Latest revision as of 12:03, 23 November 2023

2020 Mathematics Subject Classification: Primary: 06B23 [MSN][ZBL]

A partially ordered set in which any subset $A$ has a least upper bound and a greatest lower bound. These are usually called the join and the meet of $A$ and are denoted by $\wedge_{a \in A} a$ and and $\vee_{a \in A} a$ or simply by $\vee A$ and $\wedge A$ (respectively). If a partially ordered set has a largest element and each non-empty subset of it has a greatest lower bound, then it is a complete lattice. A lattice $L$ is complete if and only if any isotone mapping $\phi$ of the lattice into itself has a fixed point, i.e. an element $a \in L$ such that $a \phi = a$. If $\mathcal{P}(M)$ is the set of subsets of a set $M$ ordered by inclusion and $\phi$ is a closure operation on $\mathcal{P}(M)$, then the set of all $\phi$-closed subsets is a complete lattice.

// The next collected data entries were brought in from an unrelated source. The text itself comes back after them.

PR #2414, opened 2026-07-25
fix(rds): background CreateDBClusterSnapshot dump (client-timeout on large clusters)

vieiralucas:
## Summary

Bug-hunt 2026-07-25 Tier-3 (blocking / client-timeout), the #2398 sibling gap.

`create_db_cluster_snapshot` dumped the cluster writer's whole database **inline** in the request handler — it `await`ed `runtime.dump_database(...)` (shells to `pg_dump`/`mysqldump`, unbounded, easily past the ~60s AWS CLI read timeout) **before** writing the HTTP response. Large clusters timed the client out. The single-instance path (`CreateDBSnapshot`) and the cluster-restore dump were already backgrounded; only cluster-snapshot **create** still ran the dump inline.

Now the handler:
- records the `cluster_snapshots` extras-JSON entry synchronously as `creating` (no dump) and returns immediately with the snapshot in `creating` (AWS-faithful for `CreateDBClusterSnapshot`);
- spawns `spawn_finalize_cluster_snapshot`, which runs the writer dump off the request path and then updates that same extras entry — `Status` -> `available` and inserts base64 `DumpDataB64` on success, or leaves a metadata-only `available` snapshot on dump failure (matching the previous inline fallback);
- when there is no writer/runtime, settles the snapshot to metadata-only `available` synchronously (no spawn).

`DescribeDBClusterSnapshots` already renders `Status` from the stored entry, and `RestoreDBClusterFromSnapshot` already reads `DumpDataB64`, so both keep working once the finalizer lands.

### Note on the prior revert
A prior attempt to background this (commit `f5cc5ddc2`, "keep cluster-snapshot dump synchronous (revert the backgrounding)") was reverted because its finalizer was genuinely broken: it reused the typed `state.snapshots` path, but **cluster** snapshots live as JSON in `state.extras["cluster_snapshots"]`. This redo uses a correct finalizer — `apply_cluster_snapshot_dump_result` — that updates the extras-JSON entry directly (`get_mut("cluster_snapshots") -> get_mut(id) -> as_object_mut()`, insert `Status`/`DumpDataB64`) and persists via `save_snapshot_static`. A snapshot deleted mid-dump is left untouched (the lookup misses).

## Test plan
- `cargo build -p fakecloud-rds` — clean
- `cargo clippy -p fakecloud-rds --all-targets -- -D warnings` — clean
- `cargo fmt -p fakecloud-rds` — clean
- `cargo test -p fakecloud-rds` — 278 passed
- `cargo test -p fakecloud-e2e --no-run --test rds` — compiles
- New unit tests (Docker-free): `create_db_cluster_snapshot_returns_promptly_metadata_only` (prompt return + `creating` response + metadata-only `available` state), plus `apply_cluster_snapshot_dump_result_stages_dump_on_success` / `_metadata_only_on_error` exercising the finalizer's extras-JSON update directly.
- `rds_restore_db_cluster_from_snapshot_recovers_data` e2e now waits (`wait_for_db_cluster_snapshot_available`) for the snapshot to reach `available` before dropping the source writer, so the backgrounded dump can't race the container teardown.

---
## Summary by cubic
Record DB cluster snapshots as `available` immediately and keep the writer dump synchronous with a 120s timeout, staging `DumpDataB64` before returning. This removes client timeouts, avoids stuck `creating`, and prevents races with writer teardown.

- **Bug Fixes**
  - Inline dump with a 120s cap; on success add base64 `DumpDataB64`, on error/timeout leave metadata-only `available`.
  - If no writer/runtime, settle to metadata-only `available` immediately.
  - `DescribeDBClusterSnapshots`/`RestoreDBClusterFromSnapshot` continue to work; create now returns `available`.
  - Added `apply_cluster_snapshot_dump_result` and `cluster_snapshot_dump_result_from_timeout` with unit tests; introduced `wait_for_db_cluster_snapshot_available` and raised the e2e wait to 240s (resolves immediately).

<sup>Written for commit f2588957fa88338a5c41d5ac762691a3e0b8b999. Summary will update on new commits.</sup>

<a href="https://cubic.dev/pr/faiscadev/fakecloud/pull/2414?utm_source=github" target="_blank" rel="noopener noreferrer" data-no-image-dialog="true"><picture><source media="(prefers-color-scheme: dark)" srcset="https://www.cubic.dev/buttons/review-in-cubic-dark.svg"><source media="(prefers-color-scheme: light)" srcset="https://www.cubic.dev/buttons/review-in-cubic-light.svg">Review in cubic</picture></a>

### DIFF
--- a/crates/fakecloud-e2e/tests/helpers/mod.rs
+++ b/crates/fakecloud-e2e/tests/helpers/mod.rs
@@ -106,6 +106,38 @@ pub async fn wait_for_db_available(
     );
 }
 
+/// Poll DescribeDBClusterSnapshots until the snapshot reports
+/// `status = "available"`. CreateDBClusterSnapshot returns the snapshot in
+/// `creating` immediately and backgrounds the (unbounded) writer dump, so a
+/// test that then drops the source writer must first wait for the dump to land
+/// or the background dump races the container teardown.
+pub async fn wait_for_db_cluster_snapshot_available(
+    rds: &aws_sdk_rds::Client,
+    db_cluster_snapshot_identifier: &str,
+    max_secs: u64,
+) {
+    let deadline = std::time::Instant::now() + std::time::Duration::from_secs(max_secs);
+    while std::time::Instant::now() < deadline {
+        if let Ok(resp) = rds
+            .describe_db_cluster_snapshots()
+            .db_cluster_snapshot_identifier(db_cluster_snapshot_identifier)
+            .send()
+            .await
+        {
+            for snap in resp.db_cluster_snapshots() {
+                if snap.status() == Some("available") {
+                    return;
+                }
+            }
+        }
+        tokio::time::sleep(std::time::Duration::from_millis(500)).await;
+    }
+    panic!(
+        "DB cluster snapshot {} did not reach 'available' within {}s",
+        db_cluster_snapshot_identifier, max_secs
+    );
+}
+
 /// Poll DescribeCacheClusters until the cluster reaches "available" and return
 /// it. CreateCacheCluster now returns "creating" and starts the backing
 /// container in the background (bug-audit 3.2), so tests that read the endpoint
--- a/crates/fakecloud-e2e/tests/rds.rs
+++ b/crates/fakecloud-e2e/tests/rds.rs
@@ -1633,7 +1633,10 @@ async fn rds_restore_db_cluster_from_snapshot_recovers_data() {
         .await
         .expect("insert row");
 
-    // 3. Snapshot the cluster (dumps writer into snapshot).
+    // 3. Snapshot the cluster. CreateDBClusterSnapshot returns immediately with
+    //    the snapshot in `creating` and backgrounds the writer dump, so wait for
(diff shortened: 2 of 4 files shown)


vieiralucas:
Closing without merge. Three attempts to background `CreateDBClusterSnapshot`'s dump (async finalizer x2, synchronous-bounded x1) all regress the `rds_restore_db_cluster_from_snapshot_recovers_data` e2e with "snapshot did not reach 'available' within 240s" — the refactor of `create_db_cluster_snapshot` introduces a create->DescribeDBClusterSnapshots Status-visibility bug that main's existing synchronous inline dump does not have (that test passes on main). 

The motivating Tier-3 finding (inline dump could exceed a ~60s client read timeout) does not manifest at fakecloud's scale: cluster snapshots dump test-sized DBs in well under a second, so main's synchronous dump is correct and sufficient. Keeping the pre-existing behavior rather than shipping a fix that's proven fragile across three attempts (this path was already reverted once in f5cc5ddc2).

Any partially ordered set $P$ can be isomorphically imbedded in a complete lattice, which in that case is called a completion of $P$. For example, the map $$ x \mapsto \{x\}^\nabla = \{ y \in X : y \le x \} $$ maps $P$ into the complete lattice $\mathcal{P}(P)$, and hence defines a completion $\mathcal{O}(P)$ of $P$. However this has this disadvantage that if $P$ is already a complete lattice, and hence a completion of itself, then the completion $\mathcal{O}(P)$ is larger than $P$ itself. The Dedkind–MacNeille completion is the least of all completions of a given partially ordered set.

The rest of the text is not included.